While in Portland, one of my objectives was to spend as much time as I could in the magnificent parks and spaces through the city and note all the incredible green infrastructure systems in place there that I could. To that end I walked from one end of the city to the other and back...but the places I constantly return to in my thoughts are the Japanese Garden - which I wrote about previously - Keller Fountain Park and Tanner Springs Park.
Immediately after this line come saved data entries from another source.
PR #795, opened 2024-07-11
Slack payload message tweak

ctbfourone:
I noticed that ~`env.GITHUB_ACTOR`~ `env.RELEASE_NAME` is always `???` so I tossed that. Reordered the text fields a little, and made the values bold. And moved the workflow name to the empty text field spot.

### DIFF
--- a/.github/workflows/payload-slack-content.json
+++ b/.github/workflows/payload-slack-content.json
@@ -1,5 +1,5 @@
 {
-  "text": ":link-run:",
+  "text": ":triforce:",
   "attachments": [
     {
       "color": "{{ env.STATUS_COLOR }}",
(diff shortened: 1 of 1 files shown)


gcoxmoz (commented):
I don't quite follow this , but I spotted a nitpick.

> I noticed that env.GITHUB_ACTOR is always ??? so I tossed that.

You didn't toss this line, though.  You tossed `env.RELEASE_NAME`.   Doublecheck?

ctbfourone:
> I don't quite follow this , but I spotted a nitpick.
> 
> > I noticed that env.GITHUB_ACTOR is always ??? so I tossed that.
> 
> You didn't toss this line, though. You tossed `env.RELEASE_NAME`. Doublecheck?

Doh, sorry, good catch. The commit was right, but my note was wrong (edited it above).

gcoxmoz (approved):
Notes match intentions, I can see WHAT you're trying to fix in the messages from the slack channel.  Change makes sense, and if you're wrong the impact is localized to just the team, so SURE.

PR #796, opened 2024-07-11
Update LifeLabs URL

ctbfourone:
They require SP-initiated SSO, thus updating the url.


gcoxmoz (approved):
In service of IAM-1374.
URL change matches the ticket and was indicated as working.

PR #798, opened 2024-07-11
IAM-1384 Add Developer Services group to Cloudservices AWS SSO

jbuck:


gcoxmoz (approved):
Group name matches IAM-1384's discussion, is scoped to the RP, this makes sense.

PR #801, opened 2024-07-16
IAM-1389 Add FxA developers to Cloudservices AWS

jbuck:


gcoxmoz (approved):
Pattern-wise this follows previous art ala IAM-1384 so this seems fine, assuming the other 'make the group' stuff happens with it.

PR #802, opened 2024-07-18
Azure

dividehex:
Adds a client entry for Azure.   This is the first time adding a svg graphic and I'm not sure it will render but I want to find out.  If it doesn't, I'll convert it to png.


gcoxmoz (approved):
apps.yml change looks fine, experimental nature of trying svg is known and accepted as part of submitting this, lgtm.

PR #811, opened 2024-08-02
Add richer tests for YAML parsing, IAM-1399

gcoxmoz:
A deeper inspection of `apps.yaml` and trying to look for errors.  The regex's are tight (possibly too tight) but if they are then we can expand them in the future.


dividehex (approved):
Awesome! Thank you

PR #812, opened 2024-08-02
Remove old slack app, add vanity to new app, and display

dividehex:
This PR is the first step to the Slack migration.  It removes the old slack app, adds the vanity url to the new app and set the tile to display.   Before this PR is deployed to production, the old client will need to be deleted from Auth0.

old client_id: `WXVdgVoCca11OtpGlK8Ir3pR9CBAlSA5`


gcoxmoz (approved):
PR has captured the `authorized_groups` from the deleted entry, and calls out that is is a stepwise change and not a final change.  Makes sense.

PR #816, opened 2024-08-15
created new udemy app for mofo, removed mofo group access from moco udemy

vansterzzz:
IAM-1400: created Udemy app for MoFo and removed MoFo group access from Udemy - Business.


gcoxmoz (approved):
Van indicates that the loss of access to the old one by mofo is known and accepted.

PR #820, opened 2024-08-19
Restore nagios entry with new client id

dividehex:
See: IAM-1405


gcoxmoz (approved):
Matches the info from the ticket.  Sorry for the noise.

PR #821, opened 2024-08-19
Replace azure logo with new png image

dividehex:
The existing Azure image was a svg which doesn't render.  This replaces that file with a png file.


gcoxmoz (approved):
Fixes #802 's svg attempt.  "We tried!"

Here are excerpts of my interpretation of both places along with photos -
Keller Fountain
This place is a Landscape Architect's dream. You can spot other design nerds like me - fancy journals and pens, a little rumpled, sitting, looking, sketching, writing, taking tons of photos and if like me....thinking "this place is genius." Solid edges, berms with trees to contain the space, minimal understory planting, democratic materials and water. LOTS of WATER. Thundering. Misting. Running Smoothly. Pouring from two points through rectilinear chutes + platforms and then over the geometric falls into angular pools. It's all concrete. Does concrete look this good normally? There are so many angles - except for the water. So moving, so elegant. He truly captured the essence of the Cascades and this place with a minimum of materials and a minimum of flourish. I am floored by the economy, elegance and timelessness of this place......
Tanner Springs
At Landscape Architecture school, I always looked to the work of Atelier Dreiseitl for inspiration. It is fantastic to experience a place in its context instead of in a library on a page....For me the beauty of this place is it's embrace of the qualities of water as it moves through the landscape. Making it look as though you might encounter this in the wild is a tremendous challenge in terms of execution and public perception of "beauty." In the center of a former industrial area, one might not expect to see "unkempt" vegetation, or a meandering stream, but it is here. At the entrances to the park are thoughtful diagrams that explain some of the hydrologic processes taking place - from stormwater filtration, to the re-circulating pump to keep the stream going. The major point of success for me is that the park is effortless - there are serious engineering mechanisms and design considerations at play, but none of that gets in the way of the chaos of vegetation, or the unexpected marshiness of some of the places or the seating at the periphery where you can take it all in.